## What to do
Give the records once more, exactly as they stand.
========
Issue #156, opened 2020-05-31
Add "outward" transitions for button hover effects


kartik918:
Current button hover animations work smoothly on the first half and return to their initial state instantly on the other half of the animation (i.e taking cursor off the buttons)

Adding complementary CSS `transition: ease-in 0.3s;` to the button component `.main-button` class should work.

sparsh-99:
Hey @kartik918, what you actually want with CSS hover?
Can you please give me a brief description?
It will be very helpful in contributing.
Thanks

kartik918:
I'm sorry if I wasn't clear enough in the description, basically what Saad mentioned in your [PR](https://github.com/saadpasta/developerFolio/pull/179#pullrequestreview-427376605). 
Check the link to his deployment of the portfolio and update the CSS transitions with it, adding `transform: translateY(-3px);` would be a plus.
Let me know if you need more information on this @sparsh-99 .

PR #179, opened 2020-06-08
Update main-button css

sparsh-99:
#156 
### New Features:-
1. Added the animations in the .main-button class
2. Updated the buttons to look it more attractive.

### DIFF
--- a/src/components/button/Button.css
+++ b/src/components/button/Button.css
@@ -18,31 +18,8 @@
 .main-button:hover {
   background-color: #ffffff;
   color: black;
-  transition: ease-in 0.5s;
-}
-.main-button span {
-  cursor: pointer;
-  display: inline-block;
-  position: relative;
-  transition: 0.5s;
-}
-
-.main-button span:after {
-  content: '\00bb';
-  position: absolute;
-  opacity: 0;
-  top: 0;
-  right: -20px;
-  transition: 0.5s;
-}
-
-.main-button:hover span {
-  padding-right: 25px;
-}
-
-.main-button:hover span:after {
-  opacity: 1;
-  right: 0;
+  transition: ease-in 0.3s;
+  transform: translateY(-3px);
 }
 .project-button{
   display: flex;
--- a/src/components/button/Button.css
+++ b/src/components/button/Button.css
@@ -18,7 +18,31 @@
 .main-button:hover {
   background-color: #ffffff;
   color: black;
-  transition: ease-in 0.3s;
+  transition: ease-in 0.5s;
+}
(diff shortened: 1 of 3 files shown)


src/components/button/Button.css
```diff
@@ -18,7 +18,31 @@
 .main-button:hover {
   background-color: #ffffff;
   color: black;
-  transition: ease-in 0.3s;
+  transition: ease-in 0.5s;
```
kartik918, line 21: I see you've increased the transition time, we don't need slower animations so let's revert this.

sparsh-99: Ok, thanks. Working on the outward animation
Also, I will revert the transition time.
Thanks

sparsh-99:
Sorry @kartik918 @saadpasta , by mistake, I commit a new file here which has no reference here and I am unable to revert it back? Can you please help or delete that delete. It will be very helpful. Thank You

saadpasta:
@sparsh-99 `git revert 7d6b832` should work I guess.

sparsh-99:
Thank you @saadpasta , but due to some internal errors, the previous log was deleted. Now `git log` is not showing this commit. That's why I can't revert it back

src/components/githubRepoCard/GithubRepoCard.js
```diff
@@ -13,7 +13,7 @@ export default function GithubRepoCard({ repo }) {
     <div>
       <div className="repo-card-div" key={repo.node.id} onClick={() => openRepoinNewTab(repo.node.url)}>
         <div className="repo-name-div">
-          <svg aria-hidden="true" className="octicon" height="16" role="img" viewBox="0 0 12 16" width="12" className="repo-svg">
+          <svg aria-hidden="true" className="octicon" height="20" role="img" viewBox="0 0 12 16" width="14" className="repo-svg">
```
kartik918, line 16: Remove changes to this file.

src/containers/projects/Project.css
```diff
@@ -1,5 +1,5 @@
 .project-title {
-  font-size: 56px;
+  font-size: 52x;
```
kartik918, line 2: Discard this file from the PR too.

sparsh-99:
Hey @kartik918 @saadpasta , What if I again opened the PR for the same issue as reverting the last commit got some issues??
Thank You.

kartik918:
If you would like to then it's fine, just do everything in one commit and reference the issue in the PR desc @sparsh-99

sparsh-99:
Sure @kartik918 . Thank You.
========
## Expected answer
Issue #156, opened 2020-05-31
Add "outward" transitions for button hover effects


kartik918:
Current button hover animations work smoothly on the first half and return to their initial state instantly on the other half of the animation (i.e taking cursor off the buttons)

Adding complementary CSS `transition: ease-in 0.3s;` to the button component `.main-button` class should work.

sparsh-99:
Hey @kartik918, what you actually want with CSS hover?
Can you please give me a brief description?
It will be very helpful in contributing.
Thanks

kartik918:
I'm sorry if I wasn't clear enough in the description, basically what Saad mentioned in your [PR](https://github.com/saadpasta/developerFolio/pull/179#pullrequestreview-427376605). 
Check the link to his deployment of the portfolio and update the CSS transitions with it, adding `transform: translateY(-3px);` would be a plus.
Let me know if you need more information on this @sparsh-99 .

PR #179, opened 2020-06-08
Update main-button css

sparsh-99:
#156 
### New Features:-
1. Added the animations in the .main-button class
2. Updated the buttons to look it more attractive.

### DIFF
--- a/src/components/button/Button.css
+++ b/src/components/button/Button.css
@@ -18,31 +18,8 @@
 .main-button:hover {
   background-color: #ffffff;
   color: black;
-  transition: ease-in 0.5s;
-}
-.main-button span {
-  cursor: pointer;
-  display: inline-block;
-  position: relative;
-  transition: 0.5s;
-}
-
-.main-button span:after {
-  content: '\00bb';
-  position: absolute;
-  opacity: 0;
-  top: 0;
-  right: -20px;
-  transition: 0.5s;
-}
-
-.main-button:hover span {
-  padding-right: 25px;
-}
-
-.main-button:hover span:after {
-  opacity: 1;
-  right: 0;
+  transition: ease-in 0.3s;
+  transform: translateY(-3px);
 }
 .project-button{
   display: flex;
--- a/src/components/button/Button.css
+++ b/src/components/button/Button.css
@@ -18,7 +18,31 @@
 .main-button:hover {
   background-color: #ffffff;
   color: black;
-  transition: ease-in 0.3s;
+  transition: ease-in 0.5s;
+}
(diff shortened: 1 of 3 files shown)


src/components/button/Button.css
```diff
@@ -18,7 +18,31 @@
 .main-button:hover {
   background-color: #ffffff;
   color: black;
-  transition: ease-in 0.3s;
+  transition: ease-in 0.5s;
```
kartik918, line 21: I see you've increased the transition time, we don't need slower animations so let's revert this.

sparsh-99: Ok, thanks. Working on the outward animation
Also, I will revert the transition time.
Thanks

sparsh-99:
Sorry @kartik918 @saadpasta , by mistake, I commit a new file here which has no reference here and I am unable to revert it back? Can you please help or delete that delete. It will be very helpful. Thank You

saadpasta:
@sparsh-99 `git revert 7d6b832` should work I guess.

sparsh-99:
Thank you @saadpasta , but due to some internal errors, the previous log was deleted. Now `git log` is not showing this commit. That's why I can't revert it back

src/components/githubRepoCard/GithubRepoCard.js
```diff
@@ -13,7 +13,7 @@ export default function GithubRepoCard({ repo }) {
     <div>
       <div className="repo-card-div" key={repo.node.id} onClick={() => openRepoinNewTab(repo.node.url)}>
         <div className="repo-name-div">
-          <svg aria-hidden="true" className="octicon" height="16" role="img" viewBox="0 0 12 16" width="12" className="repo-svg">
+          <svg aria-hidden="true" className="octicon" height="20" role="img" viewBox="0 0 12 16" width="14" className="repo-svg">
```
kartik918, line 16: Remove changes to this file.

src/containers/projects/Project.css
```diff
@@ -1,5 +1,5 @@
 .project-title {
-  font-size: 56px;
+  font-size: 52x;
```
kartik918, line 2: Discard this file from the PR too.

sparsh-99:
Hey @kartik918 @saadpasta , What if I again opened the PR for the same issue as reverting the last commit got some issues??
Thank You.

kartik918:
If you would like to then it's fine, just do everything in one commit and reference the issue in the PR desc @sparsh-99

sparsh-99:
Sure @kartik918 . Thank You.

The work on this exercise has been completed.